- _WHAT THE TASK ASKS_
Take the data below and extract the lines from the one with "Pillow==2.8.2" to the one with "didn't get that?", inclusive, exactly as written.

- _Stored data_
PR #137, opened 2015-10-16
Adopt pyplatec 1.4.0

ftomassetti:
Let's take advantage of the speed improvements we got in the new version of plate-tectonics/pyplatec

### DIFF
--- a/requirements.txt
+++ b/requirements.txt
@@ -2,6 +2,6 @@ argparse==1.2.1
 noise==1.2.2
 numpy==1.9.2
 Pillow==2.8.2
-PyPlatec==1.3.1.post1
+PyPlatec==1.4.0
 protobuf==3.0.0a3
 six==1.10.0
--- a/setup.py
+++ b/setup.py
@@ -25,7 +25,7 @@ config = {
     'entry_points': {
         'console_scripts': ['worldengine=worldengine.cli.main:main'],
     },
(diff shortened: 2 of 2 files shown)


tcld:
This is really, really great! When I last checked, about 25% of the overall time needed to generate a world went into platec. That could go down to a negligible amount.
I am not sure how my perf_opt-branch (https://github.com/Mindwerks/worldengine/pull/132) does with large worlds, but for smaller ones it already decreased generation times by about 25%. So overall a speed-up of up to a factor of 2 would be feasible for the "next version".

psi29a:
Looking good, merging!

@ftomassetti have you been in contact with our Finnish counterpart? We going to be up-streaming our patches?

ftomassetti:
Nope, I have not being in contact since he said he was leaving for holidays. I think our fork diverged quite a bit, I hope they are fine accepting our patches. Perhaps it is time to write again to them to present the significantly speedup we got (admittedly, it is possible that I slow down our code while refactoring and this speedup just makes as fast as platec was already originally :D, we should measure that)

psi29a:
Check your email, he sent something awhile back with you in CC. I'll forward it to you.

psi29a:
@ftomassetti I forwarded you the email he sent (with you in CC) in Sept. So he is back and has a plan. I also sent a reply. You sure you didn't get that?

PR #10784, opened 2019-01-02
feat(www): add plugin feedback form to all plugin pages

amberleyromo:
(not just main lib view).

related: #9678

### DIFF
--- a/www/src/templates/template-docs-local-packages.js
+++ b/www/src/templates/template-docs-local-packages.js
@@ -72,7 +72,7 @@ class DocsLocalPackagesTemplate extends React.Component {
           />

- _OUTPUT FOR THIS TASK_
 Pillow==2.8.2
-PyPlatec==1.3.1.post1
+PyPlatec==1.4.0
 protobuf==3.0.0a3
 six==1.10.0
--- a/setup.py
+++ b/setup.py
@@ -25,7 +25,7 @@ config = {
     'entry_points': {
         'console_scripts': ['worldengine=worldengine.cli.main:main'],
     },
(diff shortened: 2 of 2 files shown)


tcld:
This is really, really great! When I last checked, about 25% of the overall time needed to generate a world went into platec. That could go down to a negligible amount.
I am not sure how my perf_opt-branch (https://github.com/Mindwerks/worldengine/pull/132) does with large worlds, but for smaller ones it already decreased generation times by about 25%. So overall a speed-up of up to a factor of 2 would be feasible for the "next version".

psi29a:
Looking good, merging!

@ftomassetti have you been in contact with our Finnish counterpart? We going to be up-streaming our patches?

ftomassetti:
Nope, I have not being in contact since he said he was leaving for holidays. I think our fork diverged quite a bit, I hope they are fine accepting our patches. Perhaps it is time to write again to them to present the significantly speedup we got (admittedly, it is possible that I slow down our code while refactoring and this speedup just makes as fast as platec was already originally :D, we should measure that)

psi29a:
Check your email, he sent something awhile back with you in CC. I'll forward it to you.

psi29a:
@ftomassetti I forwarded you the email he sent (with you in CC) in Sept. So he is back and has a plan. I also sent a reply. You sure you didn't get that?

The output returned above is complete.